それに今は両親と離れて、初めての自由な暮らしというのがとても新鮮で楽しく感じているから少しヤンチャしてるだけなんだ。 だからいつか時が来くれば、あの優しかった頃のフランツに戻ってくれるはずだ。 だから私はそれまで彼の事を好きでい続けようと思っていた……だけど……
「はぁ……」
やはりこういう生活が続いてしまうと、気がつかない内に私のフランツに対する好きという気持ちはどんどんと摩耗していってようだ。 そして私の心の中からフランツが好きだという感情が無くなっている事にようやく気が付けたのは……幸か不幸か今日の浮気現場を目撃したからであった。
◇◇◇◇
フランツの浮気現場を見てしまった後、私はそのまま自身の屋敷に直帰してからひたすらぼーっとしていた。

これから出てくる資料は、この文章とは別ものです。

PR #1358, opened 2017-10-15
gs: add option to set chunk size

prattmic:
By default, the GCS Go packages have an internal "chunk size" of 8MB,
used for blob uploads.

Media().Do() will buffer a full 8MB from the io.Reader (or less if EOF
is reached) then write that full 8MB to the network all at once.

This behavior does not play nicely with --limit-upload, which only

浮気していた事に関しては確かに辛いという気持ちは若干ある。 でもそういう気持ちは本当に若干しかなくて、私の心の中の95%くらいは「なんかもうどうでもいいなぁ」っていう気持ちで占めていた。 理由はこの数ヶ月で愛想が尽きたからだろう。
「……ははっ」
私はそんな自分の心の変化にビックリしてつい笑ってしまった。 きっと1年以上前の私だったらこんな気持ちにはなってない。 きっとホテル街に仲良く入っていく直前に私は飛び出してフランツの腕を掴んでそのまま走り去ったと思う。 そして「何をしてるのよ!」と、本気でフランツの事を怒っただろうし、もしかしたら涙も流したかもしれない。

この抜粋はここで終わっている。